Debugging Go Code With Delve
“Genius is 1% talent and 99% hard work.”
“e = mc^2”
– Albert Einstein
In the field of software development, the quotes can be changed slightly:
“Software development is 1% programming and 99% debugging.”
“errors = more code ^ 2”
– Some senior developer, probably
Debugging is something all developers must go through, and it does not care about your expertise. It’s a frustrating process. To err is human, and errors will absolutely creep into your program. I don’t know why, but errors are your spawns just like your code, so you are responsible for handling them.
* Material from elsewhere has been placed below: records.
PR #309, opened 2022-06-08
fix #283: add possibility to include num-traits/libm for sin and cos …

### LINKED ISSUE #283: enable cos and sin on `no_std` builds
Currently `sin` and `cos` functions are disabled on `no_std`. These are common functions which are easily available through `libm`, so it makes sense to expose them.

wucke13:
…in no_std builds


src/features.rs
```diff
@@ -81,11 +81,11 @@ macro_rules! si {
...
 }
 
-/// Expands the given block of code when `uom` is compiled with the `std` feature.
+/// Expands the given block of code when `uom` is compiled with either the `std` or the `libm` feature.
 #[doc(hidden)]
 #[macro_export]
-#[cfg(feature = "std")]
-macro_rules! std {
+#[cfg(any(feature = "std", feature = "libm"))]
+macro_rules! float {
```
iliekturtles, line 88: Revert these changes and instead add two new macros, `std_libm`, that can be used to conditionally expand the nested code when either of the features is enabled. See `autoconvert_test` as an example.

iliekturtles (commented):
Thanks for the PR! I kicked off the build. I expect we'll see a couple errors come up from that.

src/features.rs
wucke13: I did so in the first place, however, I think this doesn't make sense (why I unified the two). There are only two places allover the `uom` src where the `std!` macro was used (both in `src/system.rs`). And in both places, the usage of `std!` is actually only about using using float related operations IIRC. So it makes sense to not use the `std!` macro at all, but always the `std_libm!` feature.

Based on that assumption, it also makes sense to remove the `std!` completely (since it is unused) and I think ~~`float!` is more accurate than `std_libm!`, but that's up to debate (most descriptive of cause would be `std_or_libm!`)~~ `float` creates name collisions, so I used `std_or_libm` instead . 

Is this a convincing argument?
Do you want to keep the `std!`?

wucke13:
Fixed yet another bug, now it could work

wucke13:
Probably this is still not ready, I got some errors (even so the test suite runs through flawlesly:

```
error[E0599]: no method named `cbrt` found for type `f64` in the current scope
   --> /home/wucke13/.cargo/git/checkouts/uom-c45462707dc2a646/f82bc45/src/system.rs:844:47
    |
844 |   ...                   value: self.value.cbrt(),
    |                                           ^^^^ method not found in `f64`
    |
   ::: /home/wucke13/.cargo/git/checkouts/uom-c45462707dc2a646/f82bc45/src/si/mod.rs:10:1
    |
10  | / system! {
11  | |     /// [International System of Quantities](https://jcgm.bipm.org/vim/en/1.6.html) (ISQ).
12  | |     ///
13  | |     /// ## Generic Parameters
...   |
104 | |     }
105 | | }
    |
    = help: items from traits can only be used if the trait is in scope
    = note: the following traits are implemented but not in scope; perhaps add a `use` for one of them:
            candidate #1: `use crate::num_traits::Float;`
            candidate #2: `use crate::num_traits::real::Real;`
    = note: this error originates in the macro `system` (in Nightly builds, run with -Z macro-backtrace for more info)

error[E0599]: no method named `powi` found for type `f64` in the current scope
   --> /home/wucke13/.cargo/git/checkouts/uom-c45462707dc2a646/f82bc45/src/system.rs:910:47
    |
910 |   ...                   value: self.value.powi(E::to_i32()),
    |                                           ^^^^ method not found in `f64`
    |
   ::: /home/wucke13/.cargo/git/checkouts/uom-c45462707dc2a646/f82bc45/src/si/mod.rs:10:1
    |
10  | / system! {
11  | |     /// [International System of Quantities](https://jcgm.bipm.org/vim/en/1.6.html) (ISQ).
12  | |     ///
13  | |     /// ## Generic Parameters
...   |
104 | |     }
105 | | }
    |
    = help: items from traits can only be used if the trait is in scope
    = note: the following traits are implemented but not in scope; perhaps add a `use` for one of them:
            candidate #1: `use crate::ConversionFactor;`
            candidate #2: `use crate::num_traits::float::FloatCore;`
            candidate #3: `use crate::num_traits::Float;`
            candidate #4: `use crate::num_traits::real::Real;`
            candidate #5: `use crate::typenum::Pow;`
    = note: this error originates in the macro `system` (in Nightly builds, run with -Z macro-backtrace for more info)

error[E0599]: no method named `sqrt` found for type `f64` in the current scope
   --> /home/wucke13/.cargo/git/checkouts/uom-c45462707dc2a646/f82bc45/src/system.rs:948:47
    |
948 |   ...                   value: self.value.sqrt(),
    |                                           ^^^^ method not found in `f64`
    |
   ::: /home/wucke13/.cargo/git/checkouts/uom-c45462707dc2a646/f82bc45/src/si/mod.rs:10:1
    |
10  | / system! {
11  | |     /// [International System of Quantities](https://jcgm.bipm.org/vim/en/1.6.html) (ISQ).
12  | |     ///
13  | |     /// ## Generic Parameters
...   |
104 | |     }
105 | | }
    |
    = help: items from traits can only be used if the trait is in scope
    = note: the following traits are implemented but not in scope; perhaps add a `use` for one of them:
            candidate #1: `use crate::num_traits::Float;`
            candidate #2: `use crate::num_traits::real::Real;`
    = note: this error originates in the macro `system` (in Nightly builds, run with -Z macro-backtrace for more info)

For more information about this error, try `rustc --explain E0599`.
error: could not compile `uom` due to 3 previous errors
warning: build failed, waiting for other jobs to finish...
```

wucke13:
I got this from running cargo build from a project where I use `uom`, however, I spent half an hour now trying to recreate it and couldn't.

wucke13:
Anyway, I replace the three offending replaces of freestanding calls to the float numbers with explicit mentioning of the `num_traits::Float` trait.

wucke13:
@iliekturtles Ok, now I could use your help. Never worked with `Complex<_>`.

iliekturtles:
`Complex` doesn't `impl Float`, but it does implement most of `Float`'s methods. Changing to directly calling the function seems to be the trick. See the patch below that does this, adds a few missing `libm` feature checks, and uses `libm` in the CI tests.

```diff
diff --git a/.github/workflows/ci-full-test-suite.yml b/.github/workflows/ci-full-test-suite.yml
index 8d6c70f..2d70e0f 100644
--- a/.github/workflows/ci-full-test-suite.yml
+++ b/.github/workflows/ci-full-test-suite.yml
@@ -48,7 +48,7 @@ jobs:
         uses: actions-rs/cargo@v1
         with:
           command: test
-          args: --verbose --no-default-features --features "autoconvert f32 si use_serde"
+          args: --verbose --no-default-features --features "autoconvert f32 si use_serde libm"
 
       - name: Test si with underlying storage types
         uses: actions-rs/cargo@v1
diff --git a/src/system.rs b/src/system.rs
index 05ac4ef..e68bc37 100644
--- a/src/system.rs
+++ b/src/system.rs
@@ -841,7 +841,7 @@ macro_rules! system {
                         Quantity {
                             dimension: $crate::lib::marker::PhantomData,
                             units: $crate::lib::marker::PhantomData,
-                            value: $crate::num_traits::Float::cbrt(self.value),
+                            value: self.value.cbrt(),
                         }
                     }
 
@@ -907,7 +907,7 @@ macro_rules! system {
                         Quantity {
                             dimension: $crate::lib::marker::PhantomData,
                             units: $crate::lib::marker::PhantomData,
-                            value: $crate::num_traits::Float::powi(self.value, E::to_i32()),
+                            value: self.value.powi(E::to_i32()),
                         }
                     }
 
@@ -945,7 +945,7 @@ macro_rules! system {
                         Quantity {
                             dimension: $crate::lib::marker::PhantomData,
                             units: $crate::lib::marker::PhantomData,
-                            value: $crate::num_traits::Float::sqrt(self.value),
+                            value: self.value.sqrt(),
                         }
                     }}
                 }
diff --git a/src/tests/quantity.rs b/src/tests/quantity.rs
index 00ceced..159d8ce 100644
--- a/src/tests/quantity.rs
+++ b/src/tests/quantity.rs
@@ -468,7 +468,7 @@ mod float {
             Test::assert_eq(&3.3.fract(), &m1.fract::<kilogram>().get::<kilogram>());
         }
 
-        #[cfg(feature = "std")]
+        #[cfg(any(feature = "std", feature = "libm"))]
         quickcheck! {
             #[allow(trivial_casts)]
             fn hypot_same(l: V, r: V) -> bool {
@@ -477,7 +477,7 @@ mod float {
             }
         }
 
-        #[cfg(all(feature = "std", feature = "autoconvert"))]
+        #[cfg(all(any(feature = "std", feature = "libm"), feature = "autoconvert"))]
         quickcheck! {
             #[allow(trivial_casts)]
             fn hypot_mixed(l: V, r: V) -> bool {
diff --git a/src/tests/system.rs b/src/tests/system.rs
index 1b5399f..46aa6dc 100644
--- a/src/tests/system.rs
+++ b/src/tests/system.rs
@@ -286,7 +286,7 @@ mod float {
                 v.classify() == Length::new::<meter>(*v).classify()
             }
 
-            #[cfg(feature = "std")]
+            #[cfg(any(feature = "std", feature = "libm"))]
             #[allow(trivial_casts)]
             fn cbrt(v: A<V>) -> bool {
                 let l: Quantity<Q<P1, Z0, Z0>, U<V>, V> = Quantity::<Q<P3, Z0, Z0>, U<V>, V> {
@@ -298,7 +298,7 @@ mod float {
                 Test::eq(&v.cbrt(), &l.value)
             }
 
-            #[cfg(feature = "std")]
+            #[cfg(any(feature = "std", feature = "libm"))]
             #[allow(trivial_casts)]
             fn hypot(l: A<V>, r: A<V>) -> bool {
                 Test::eq(&Length::new::<meter>(l.hypot(*r)),
@@ -315,7 +315,7 @@ mod float {
                 v.is_sign_negative() == Length::new::<meter>(*v).is_sign_negative()
             }
 
-            #[cfg(feature = "std")]
+            #[cfg(any(feature = "std", feature = "libm"))]
             #[allow(trivial_casts)]
             fn mul_add(s: A<V>, a: A<V>, b: A<V>) -> bool {
                 let r: Quantity<Q<P2, Z0, Z0>, U<V>, V> = Length::new::<meter>(*s).mul_add(
@@ -340,13 +340,13 @@ mod float {
                 Test::eq(&v.recip(), &a.value)
             }
 
-            #[cfg(feature = "std")]
+            #[cfg(any(feature = "std", feature = "libm"))]
             #[allow(trivial_casts)]
             fn powi(v: A<V>) -> bool {
                 Test::eq(&v.powi(3), &Length::new::<meter>(*v).powi(P3::new()).value)
             }
 
-            #[cfg(feature = "std")]
+            #[cfg(any(feature = "std", feature = "libm"))]
             #[allow(trivial_casts)]
             fn sqrt(v: A<V>) -> TestResult {
                 if *v < V::zero() {
@@ -647,7 +647,7 @@ mod complex {
                 v.is_normal() == Length::new::<meter>(*v).is_normal()
             }
 
-            #[cfg(feature = "std")]
+            #[cfg(any(feature = "std", feature = "libm"))]
             #[allow(trivial_casts)]
             fn cbrt(v: A<V>) -> bool {
                 let l: Quantity<Q<P1, Z0, Z0>, U<V>, V> = Quantity::<Q<P3, Z0, Z0>, U<V>, V> {
@@ -659,7 +659,7 @@ mod complex {
                 Test::eq(&v.cbrt(), &l.value)
             }
 
-            #[cfg(feature = "std")]
+            #[cfg(any(feature = "std", feature = "libm"))]
             #[allow(trivial_casts)]
             fn mul_add(s: A<V>, a: A<V>, b: A<V>) -> bool {
                 #[allow(unused_imports)]
@@ -676,13 +676,13 @@ mod complex {
                 Test::eq(&s.mul_add(*a, *b), &r.value)
             }
 
-            #[cfg(feature = "std")]
+            #[cfg(any(feature = "std", feature = "libm"))]
             #[allow(trivial_casts)]
             fn powi(v: A<V>) -> bool {
                 Test::eq(&v.powi(3), &Length::new::<meter>(*v).powi(P3::new()).value)
             }
 
-            #[cfg(feature = "std")]
+            #[cfg(any(feature = "std", feature = "libm"))]
             #[allow(trivial_casts)]
             fn sqrt(v: A<V>) -> TestResult {
                 let l: Quantity<Q<P1, Z0, Z0>, U<V>, V> = Quantity::<Q<P2, Z0, Z0>, U<V>, V> {
```

wucke13:
@iliekturtles I applied the (unfortunately broken) patch, and rebased. Unfortunately some test still fail, now due to stack-overflows. It's not obvious to me what causes the stack-overflow. Possibly a recursion for the proxied functions, such as `crate::num::Float::atan` ?

iliekturtles:
Sounds like the proxy is calling itself instead of proxying the underlying function. Turbofish, like shown below, or explicitly using the full namespace to the function should resolve. I kicked off the builds to see which functions are having an issue.

https://github.com/iliekturtles/uom/blob/7c4b27b3cdc9530acd0c7116d5e073c1058207ce/src/lib.rs#L544-L546

wucke13:
But why do some tests succeeed without having the expicit `V as crate::num::Float`, while other pass? Where is the semantical difference between `asin` and `asinh`?

iliekturtles:
I tried running with `RUST_BACKTRACE=1` and most of the time it just hangs. Sometimes I get the stack overflow. Running without `RUST_BACKTRACE=1` always gives me the stack overflow. Possibly a `libm` or `rustc` bug? I didn't get much time to look at this issue today. Could you see if you could produce a minimal example?

iliekturtles:
I tried letting the run sit for a while with `RUST_BACKTRACE=1` and never got any output. I think the next step is attaching with a debugger and manually reviewing the stack.

wucke13:
I let an instance of `cargo test --verbose --no-default-features --features "autoconvert f32 si use_serde libm" -- --test-threads=1` run for 5 minutes now. It stuck on `si::angle::tests::trig::f32::atan2`. It hangs, but it does not overflow its stack and it has a constant memory utilization, resident memory is exactly `7316`. Still it consistently pulls 100% CPU load on a single core. What is this?

wucke13:
@iliekturtles I know understand the issue, I believe. Our problem is twofold. For one, quickcheck does weird things, when a test fails. But why do tests fail? We are checking the outputs of rusts std lib and `libm` for equivalence. But they are not equivalent. What do you think is the correct way forward here? Should we also use `libm` for the other side of the check if it is compiled in (instead of `std`)?

wucke13:
> I don't think that would explain the test hanging however.

Yes, I believe that is just https://github.com/BurntSushi/quickcheck/issues/295 I guess.f

> Yes, if libm is being used then we should make sure it's being used in tests as well. I don't think that would explain the test hanging however.

I'll try to implement it.

moritz-meier:
fix in https://github.com/rust-lang/libm/pull/275

iliekturtles:
Thanks for the latest update. Some errors in the build. I have a busy weekend coming up but will see if I can track down where they're coming from.

wucke13:
@iliekturtles Do you see any chance we get this merged in the closer future?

We all love to print debug…
If you are a computer science undergrad, then you probably had a bad experience with a project that doesn’t seem to work the way you want it to. This would also apply to other developers as well. My code doesn’t work, and I don’t understand why.
I don’t know why this is the case, but there is a universal tendency for developers to gravitate towards print debugging. At the part of the code where you assume the error to be, you would print the input and output variables.
Print debugging is often faster for fixing simple bugs. The most important part of debugging is to check whether you are feeding the right input to a function and whether the function is spitting out the desired output. Print statements can handle this easily. However, there are some nasty bugs that tend to manifest in one function but originate from a distant function. There are also cases where you may want to check the call stack, track the lifespan of a variable, etc.
Trust me, you will run into a situation where you feel like you are wasting a lot of time typing print statements. Your code will look ugly, and you will get lost in your own code. Those are the times when you wish you knew how to use a debugger.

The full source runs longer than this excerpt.